While marriage and children have historically been considered stepping stones leading to homeownership, millennials have changed the formula: Only "being able to retire" (80 percent) beat homeownership (72 percent) as a millennial desire. Getting married (50 percent) and having children (44 percent) lagged.
In addition, many millennials equate homeownership with personal (53 percent) and financial (45 percent) success. Prospective millennial buyers also associate the purchase of a home with being mature (47 percent), acting like an adult (47 percent), and feeling independent (36 percent).
"Younger generations tell us that owning a home has become a milestone that defines their success, and it's promising to see them aspiring to homeownership," says D. Steve Boland, head of Consumer Lending at Bank of America.
The findings are from the latest Bank of America Homebuyer Insights Report, which explores the attitudes, preferences and behaviors of the modern homebuyer. For the first time, the survey also took a closer look at current renters who plan to someday own a home.
Renter's reservations: a reality check on common homebuying myths
The age-old question – to own or to rent – still looms for many. Current renters are torn, with 49 percent believing renting long-term will be more expensive than buying a home. The other half of renters say renting will be just as or less expensive than owning. Yet, 69 percent believe their rent will continue to rise every year or every other year.
Furthermore, renters acknowledge that finances remain one of the top barriers to homeownership, with nearly half (44 percent) feeling they don't have enough money for a downpayment; 23 percent cite they cannot afford the home they want.
Top renter misconceptions
·Forty-nine percent believe that 20 percent down is required to buy a home.
·Forty-three percent believe they must pay private mortgage insurance if they don't put 20 percent down.
·Nearly one in four believe they need to have a "perfect" credit score to be considered for a mortgage.
"Interestingly, we see renters rethinking the long-term impact of renting vs. owning.
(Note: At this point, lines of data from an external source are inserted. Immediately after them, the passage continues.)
PR #1663, opened 2022-08-19
Improve configuration warnings testing and presentation

### LINKED ISSUE #1575: Improve Warnings testing and presentation
Currently we try to print warnings for the user if their config seems like it might be incorrect:

https://github.com/grafana/tempo/blob/701739d14082396c4a304a4c0c818aa320478523/cmd/tempo/app/config.go#L119

Instead of directly logging, let's adjust this function to return a slice of strings that the caller can then log. Then we can:

- Add tests to confirm it returns the expected strings for a given configuration
- Improve visibility by logging lines like "-- CONFIGURATION WARNINGS --" before we spit out the warnings.

Currently warnings can disappear into the logs:

image

frzifus:
~Hey, would be nice to get some feedback if [this](https://github.com/grafana/tempo/pull/1663/commits/2556b099b05f72da76190a915eff9da1c424e088) roughly looks like what you aimed for. If so, i will continue with persisting the change with some tests. :)~

~cc @joe-elliott @zalegrala~

---

**What this PR does**:
This PR changes the behavior of the `cmd/tempo/app/config.CheckConfig` method. Previously, suspicious values were logged individually. Now a list of warnings and descriptions is returned. The caller can then decide whether and how to use this information. In this PR we decided to reproduce the existing logging behavior.

Fixes #1575

**Checklist**
- [x] Tests updated
- [ ] ~Documentation added~

### DIFF
--- a/CHANGELOG.md
+++ b/CHANGELOG.md
@@ -1,5 +1,6 @@
 ## main / unreleased
 
+* [CHANGE] tempo: check configuration returns now a list of warnings [#1663](https://github.com/grafana/tempo/pull/1663) (@frzifus)
 * [ENHANCEMENT] metrics-generator: expose span size as a metric [#1662](https://github.com/grafana/tempo/pull/1662) (@ie-pham)
 * [ENHANCEMENT] Set Max Idle connections to 100 for Azure, should reduce DNS errors in Azure [#1632](https://github.com/grafana/tempo/pull/1632) (@electron0zero)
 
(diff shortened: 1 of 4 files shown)


joe-elliott (commented):
Love the direction you're taking this. I think a basic test that confirms warnings are returned for various configs is all we need.

frzifus:
perfect, then i will continue. Thanks for feedback @joe-elliott !

frzifus:
mh.. linting should be fixed and hope the other changes did not cause `CI / Test integration e2e suite` timeout ([panic: test timed out after 16m0s](https://github.com/grafana/tempo/runs/7955947843?check_suite_focus=true#step:4:2458)).

frzifus:
Seems my linter fix actually broke the test. I reversed the change and tested it locally. :+1:

PR #1678, opened 2022-08-22
Parquet: Complete Block Search In Ingesters

joe-elliott:
**What this PR does**:
Primarily this PR removes flatbuffer code for complete blocks in exchange for performing search, tag search and tag value search with parquet blocks. This is the first step towards a complete "parquet ingester". This PR also changes the default block version to parquet which required some test updates throughout the codebase.

A very important change to point out is that it breaks local ingester search for the `v2` blocks. In the migration to 2.0 this is something of a "point of no return". Ultimately I'd like to whittle down v2 only capable of trace by id search and require parquet for search by tags/traceql.

**Checklist**
- [x] Tests updated
- [ ] Documentation added


tempodb/encoding/vparquet/block_search.go
```diff
@@ -317,14 +422,121 @@ func rawToResults(ctx context.Context, pf *parquet.File, rgs []parquet.RowGroup,
...
-	return &tempopb.SearchMetrics{
-		//InspectedTraces: uint32(p.pTraceID.InspectedValues.Load()),
+func makeIterFunc(ctx context.Context, rgs []parquet.RowGroup, pf *parquet.File) func(name string, predicate pq.Predicate, selectAs string) pq.Iterator {
+	return func(name string, predicate pq.Predicate, selectAs string) pq.Iterator {
+		index, _ := pq.GetColumnIndexByPath(pf, name)
+		if index == -1 {
+			// TODO - don't panic, error instead
+			panic("column not found in parquet file:" + name)
+		}
+		if selectAs == "" {
```
mdisibio, line 536: This change increases the amount of cpu work done.  The iterator uses an empty selectAs to avoid saving the values in the IteratorResults where we filter the column but don't need to return the values upstream.

tempodb/encoding/vparquet/block_search.go
```diff
@@ -317,14 +422,121 @@ func rawToResults(ctx context.Context, pf *parquet.File, rgs []parquet.RowGroup,
...
+		}
+	}
+	iter.Close()
+
+	return nil
+}
+
+// searchSpecialTagValues searches a parquet file for all values for the provided column. It first attempts
+// to only pull all values from the column's dictionary. If this fails it falls back to scanning the entire path.
+func searchSpecialTagValues(ctx context.Context, column string, pf *parquet.File, cb common.TagCallback) error {
```
mdisibio, line 470: Does it make sense build this on top of the existing iterator?  A predicate could be used to collect the distinct string values and still make use of the dictionary when present. The logic would be something like:

* KeepColumnChunk: return true
* KeepColumnPage: 
  * if dictionary present: read it, return false (done with this page)
  * else: return true (must read raw values)
* KeepValue: read string, return false

tempodb/encoding/vparquet/block_search.go
joe-elliott: nice catch. removed and `rawToResults` has been updated to explicitly name its columns.

tempodb/encoding/vparquet/block_search.go
joe-elliott: Good call. I swapped to a new predicate `reportValuesPredicate` that works as described. Since it's not a "real" predicate I left it in the `vparquet` folder, but if you think it belongs in `parquetquery` I'd be glad to move it.

tempodb/encoding/vparquet/block_search.go
```diff
@@ -73,71 +84,172 @@ func (b *backendBlock) Search(ctx context.Context, req *tempopb.SearchRequest, o
...
+		if k == LabelStatusCode {
 			code := StatusCodeMapping[v]
-			resourceIters = append(resourceIters, makeIter("rs.ils.Spans.StatusCode", pq.NewIntBetweenPredicate(int64(code), int64(code)), ""))
-		default:
-			otherAttrConditions[k] = v
+			resourceIters = append(resourceIters, makeIter(column, pq.NewIntBetweenPredicate(int64(code), int64(code)), ""))
+			continue
 		}
+
+		traceIters = append(traceIters, makeIter(column, pq.NewSubstringPredicate(v), ""))
```
mdisibio, line 252: Previously, only `RootServiceName` and `RootSpanName` were trace-level iters.  Trying to think how this changes the search behavior... it would have meant that all of the resource-level conditions were asserted on the same batch, but now can match any batch anywhere in the trace.  Thoughts?

tempodb/encoding/vparquet/block_search.go
```diff
@@ -317,14 +422,75 @@ func rawToResults(ctx context.Context, pf *parquet.File, rgs []parquet.RowGroup,
...
+	iter := pq.NewJoinIterator(DefinitionLevelResourceAttrs, []pq.Iterator{
+		makeIter(FieldResourceAttrKey, keyPred, "keys"),
+		makeIter(FieldResourceAttrVal, nil, "values"),
+	}, nil)
+	for {
+		match := iter.Next()
+		if match == nil {
+			break
+		}
+		m := match.ToMap()
```
mdisibio, line 442: It's possible to iterate `match.Entries` looking for `.Key=="values"`, which should be more efficient than calling `.ToMap`.   Interestingly, I don't see that done anywhere in the current code base, but it is a common pattern in the upcoming traceql implementation (so I would consider it an acceptable approach).

modules/ingester/instance_search.go
```diff
@@ -161,25 +165,38 @@ func (i *instance) searchWAL(ctx context.Context, p search.Pipeline, sr *search.
 }
 
 // searchLocalBlocks starts a search task for every local block. Must be called under lock.
-func (i *instance) searchLocalBlocks(ctx context.Context, p search.Pipeline, sr *search.Results) {
-	for _, e := range i.searchCompleteBlocks {
+func (i *instance) searchLocalBlocks(ctx context.Context, req *tempopb.SearchRequest, sr *search.Results) {
+	for _, e := range i.completeBlocks {
+		if e.BlockMeta().Version == v2.Encoding {
```
mdisibio, line 170: Would lean towards removing the encoding-specific logic from ingesters, and instead catching errUnsupported somewhere.  I see that this avoids starting up a bunch of goroutines destined to fail.  Wondering if there is a decent way to push the errUnsupported further up to `tempodb/encoding/versioned.go` instead of the block.XXX methods.

CHANGELOG.md
```diff
@@ -2,6 +2,11 @@
 
 * [ENHANCEMENT] metrics-generator: expose span size as a metric [#1662](https://github.com/grafana/tempo/pull/1662) (@ie-pham)
 * [ENHANCEMENT] Set Max Idle connections to 100 for Azure, should reduce DNS errors in Azure [#1632](https://github.com/grafana/tempo/pull/1632) (@electron0zero)
+* [CHANGE] Use Parquet for local block search, tag search and tag value search instead of flatbuffers.
+  - Makes Parquet the default encoding.
+  - *BREAKING CHANGE* Local search for traces, tags and tag values no longer works with v2 blocks. It is recommended to manually 
+  clean out the search folder to remove no longer used files. By default these files are located at `/var/tempo/wal/search`.
```
mdisibio, line 8: Is this manual delete actually needed?  I think the search files will be deleted alongside their parent block, should be ok, unless I am missing something.

tempodb/encoding/vparquet/block_search_test.go
```diff
@@ -218,8 +219,42 @@ func TestBackendBlockSearch(t *testing.T) {
...
+		_, exists := attrs[s]
+		require.True(t, exists, s)
+		delete(attrs, s)
+	}
+
+	ctx := context.Background()
+	err := block.SearchTags(ctx, cb, defaultSearchOptions())
+	require.NoError(t, err)
+
+	require.Empty(t, attrs)
```
mdisibio, line 236: I'm finding the inverted nature of this test affects readability.  It seems like we want to assert that every tag is found, and only found once.   Could we collect the unique tags into another map and `require.Equal(t, attrs, foundAttrs)` ?

tempodb/encoding/vparquet/block_search.go
joe-elliott: good point. Added a check to only add the two root attributes to traceIters and the rest to resourceIters

tempodb/encoding/vparquet/block_search.go
joe-elliott: I think I got it from the method above `rawToResults`.

modules/ingester/instance_search.go
joe-elliott: we have to decide how we are going to deprecate v2 blocks. if we release 2.0 w/ no support for searching v2 blocks then we can just make Search return err.Unsupported and remove this code.

If we want to release 2.0 with support for backend search on v2 blocks then we need to leave that code and do something like this. I was thinking we would support search on the backend v2 blocks for at least a minor rev which is why I went this direction.

CHANGELOG.md
joe-elliott: I think so. I'm pretty sure I removed the code that tracks and removes these files completely.

tempodb/encoding/vparquet/block_search_test.go
joe-elliott: reorganized the test

CHANGELOG.md
joe-elliott: Definitely misunderstood the way this works. No the delete was not necessary. Updated changelog.

modules/ingester/instance_search.go
mdisibio: Yes agree on the transition period for v2.  And good with the new flag to control flatbuffer search and startup warnings instead of pushing the logic to the encodings.

mdisibio (approved):
Ran locally and it's working well.  Will be interesting to see the resource savings also.

PR #1710, opened 2022-09-01
Document that local storage backend is supported only in monolithic mode

pavolloffay:
Signed-off-by: Pavol Loffay <p.loffay@gmail.com>

The fact is mentioned here https://github.com/grafana/tempo/blob/97941594d2d4f51da8a45921936483c5e6677ffe/example/docker-compose/local/readme.md#L3 in the example, but it would be great to have it directly in the docs.

**What this PR does**:

Fixes #<issue number>

**Checklist**
- [ ] Tests updated
- [ ] Documentation added

### DIFF
--- a/docs/tempo/website/configuration/_index.md
+++ b/docs/tempo/website/configuration/_index.md
@@ -473,7 +473,7 @@ storage:
     trace:
 
         # The storage backend to use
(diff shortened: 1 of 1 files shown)


joe-elliott (approved):
Nice, thx for the clarification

They say renting will be just as or less expensive, but at the same time acknowledge their rental costs will continue to go up over time," says Boland.
Prospective buyers are being purposeful in first home purchase planning
Those ready to leave renting behind aren't going into homebuying blindly; they're thinking through who to buy with, when to buy and where to buy. While 57 percent of all first-time buyers plan to buy with a spouse or partner, others are increasingly venturing out on their own, with 37 percent saying they plan to purchase their first home solo.
Regardless of who they're buying with, first-time buyers are ready to act soon: Nearly two in five plan to buy in the next two years, and 60 percent of soon-to-be buyers are already saving for a down payment.
Location is also a big part of the plan. Ninety percent of first-time buyers would rather pay more for their preferred location than be in a less desirable location with lower home prices (10 percent). And 45 percent are looking to stay within their current neighborhood, city, county or township/school district, while just one in five is planning to buy out of state.